• _Exercise_: Some entries follow. Reproduce exactly the lines starting at the one with "#if has_license" and stopping after the one with "I rebased this on master.".

• _Data_:
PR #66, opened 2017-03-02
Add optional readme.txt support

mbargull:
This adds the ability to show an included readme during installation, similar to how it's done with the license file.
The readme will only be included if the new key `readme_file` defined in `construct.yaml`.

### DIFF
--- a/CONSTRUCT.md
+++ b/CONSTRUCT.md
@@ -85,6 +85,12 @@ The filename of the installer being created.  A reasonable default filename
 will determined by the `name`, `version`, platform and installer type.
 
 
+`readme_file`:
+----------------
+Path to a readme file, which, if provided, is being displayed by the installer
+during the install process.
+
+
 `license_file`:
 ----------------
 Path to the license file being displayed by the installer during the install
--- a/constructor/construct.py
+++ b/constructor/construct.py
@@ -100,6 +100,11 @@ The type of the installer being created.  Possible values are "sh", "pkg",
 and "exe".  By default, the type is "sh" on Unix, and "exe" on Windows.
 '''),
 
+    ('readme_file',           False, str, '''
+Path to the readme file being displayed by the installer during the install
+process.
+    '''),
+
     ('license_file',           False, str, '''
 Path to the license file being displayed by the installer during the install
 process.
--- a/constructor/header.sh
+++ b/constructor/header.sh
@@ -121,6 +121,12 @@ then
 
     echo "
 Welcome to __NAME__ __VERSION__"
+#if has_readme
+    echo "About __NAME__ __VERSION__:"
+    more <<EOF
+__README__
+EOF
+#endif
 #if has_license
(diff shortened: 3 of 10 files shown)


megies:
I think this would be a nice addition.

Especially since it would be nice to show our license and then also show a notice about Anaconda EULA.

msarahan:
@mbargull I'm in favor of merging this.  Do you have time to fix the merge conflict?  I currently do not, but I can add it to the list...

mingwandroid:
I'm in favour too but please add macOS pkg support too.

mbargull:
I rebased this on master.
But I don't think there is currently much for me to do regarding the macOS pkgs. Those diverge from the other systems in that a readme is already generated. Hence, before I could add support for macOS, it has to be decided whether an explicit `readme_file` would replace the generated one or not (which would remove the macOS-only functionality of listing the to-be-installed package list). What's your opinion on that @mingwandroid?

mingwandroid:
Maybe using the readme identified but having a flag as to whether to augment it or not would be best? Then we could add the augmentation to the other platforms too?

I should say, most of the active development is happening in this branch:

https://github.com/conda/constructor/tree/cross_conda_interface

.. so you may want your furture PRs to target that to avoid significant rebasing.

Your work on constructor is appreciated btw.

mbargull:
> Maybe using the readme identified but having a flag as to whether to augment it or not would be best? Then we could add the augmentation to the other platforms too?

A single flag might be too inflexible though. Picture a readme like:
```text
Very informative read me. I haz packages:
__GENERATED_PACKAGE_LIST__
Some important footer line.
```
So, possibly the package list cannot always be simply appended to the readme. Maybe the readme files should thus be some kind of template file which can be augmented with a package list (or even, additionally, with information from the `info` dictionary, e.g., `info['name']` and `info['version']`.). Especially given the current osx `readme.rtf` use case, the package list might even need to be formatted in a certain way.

* * *

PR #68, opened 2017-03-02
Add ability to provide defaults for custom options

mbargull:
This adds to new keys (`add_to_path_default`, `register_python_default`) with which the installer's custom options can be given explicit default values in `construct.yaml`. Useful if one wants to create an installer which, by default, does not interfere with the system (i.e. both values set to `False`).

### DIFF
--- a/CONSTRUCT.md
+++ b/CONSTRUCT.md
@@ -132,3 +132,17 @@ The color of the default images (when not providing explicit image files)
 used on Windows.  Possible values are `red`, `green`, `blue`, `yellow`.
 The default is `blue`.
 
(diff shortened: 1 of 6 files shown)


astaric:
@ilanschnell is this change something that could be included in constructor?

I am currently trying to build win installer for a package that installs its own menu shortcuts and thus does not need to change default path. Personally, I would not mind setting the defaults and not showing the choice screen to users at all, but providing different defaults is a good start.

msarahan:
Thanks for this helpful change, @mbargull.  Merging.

• _Answer section_:
 #if has_license
(diff shortened: 3 of 10 files shown)


megies:
I think this would be a nice addition.

Especially since it would be nice to show our license and then also show a notice about Anaconda EULA.

msarahan:
@mbargull I'm in favor of merging this.  Do you have time to fix the merge conflict?  I currently do not, but I can add it to the list...

mingwandroid:
I'm in favour too but please add macOS pkg support too.

mbargull:
I rebased this on master.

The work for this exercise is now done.